--- DATA FOR THIS TASK Enclosed Below ---

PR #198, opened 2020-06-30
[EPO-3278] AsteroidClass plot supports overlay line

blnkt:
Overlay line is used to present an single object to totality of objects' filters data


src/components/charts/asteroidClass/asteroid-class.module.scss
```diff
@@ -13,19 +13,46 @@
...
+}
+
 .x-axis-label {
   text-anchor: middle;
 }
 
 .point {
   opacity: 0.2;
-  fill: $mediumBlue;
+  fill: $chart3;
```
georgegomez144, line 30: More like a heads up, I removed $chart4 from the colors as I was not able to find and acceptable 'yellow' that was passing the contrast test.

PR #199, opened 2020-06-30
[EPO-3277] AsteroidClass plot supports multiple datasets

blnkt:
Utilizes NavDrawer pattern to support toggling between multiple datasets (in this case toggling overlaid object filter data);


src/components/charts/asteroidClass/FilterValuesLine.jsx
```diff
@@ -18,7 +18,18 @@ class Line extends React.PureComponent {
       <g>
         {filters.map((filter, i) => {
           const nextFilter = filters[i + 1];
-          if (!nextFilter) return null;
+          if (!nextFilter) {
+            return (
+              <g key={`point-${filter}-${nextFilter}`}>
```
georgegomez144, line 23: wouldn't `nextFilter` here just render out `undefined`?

--- End of Enclosed DATA FOR THIS TASK ---

--- WHAT THE TASK REQUIRES ---
Please reproduce the records above in their entirety, exactly as given.

--- RESULT FOR THIS TASK ---
PR #198, opened 2020-06-30
[EPO-3278] AsteroidClass plot supports overlay line

blnkt:
Overlay line is used to present an single object to totality of objects' filters data


src/components/charts/asteroidClass/asteroid-class.module.scss
```diff
@@ -13,19 +13,46 @@
...
+}
+
 .x-axis-label {
   text-anchor: middle;
 }
 
 .point {
   opacity: 0.2;
-  fill: $mediumBlue;
+  fill: $chart3;
```
georgegomez144, line 30: More like a heads up, I removed $chart4 from the colors as I was not able to find and acceptable 'yellow' that was passing the contrast test.

PR #199, opened 2020-06-30
[EPO-3277] AsteroidClass plot supports multiple datasets

blnkt:
Utilizes NavDrawer pattern to support toggling between multiple datasets (in this case toggling overlaid object filter data);


src/components/charts/asteroidClass/FilterValuesLine.jsx
```diff
@@ -18,7 +18,18 @@ class Line extends React.PureComponent {
       <g>
         {filters.map((filter, i) => {
           const nextFilter = filters[i + 1];
-          if (!nextFilter) return null;
+          if (!nextFilter) {
+            return (
+              <g key={`point-${filter}-${nextFilter}`}>
```
georgegomez144, line 23: wouldn't `nextFilter` here just render out `undefined`?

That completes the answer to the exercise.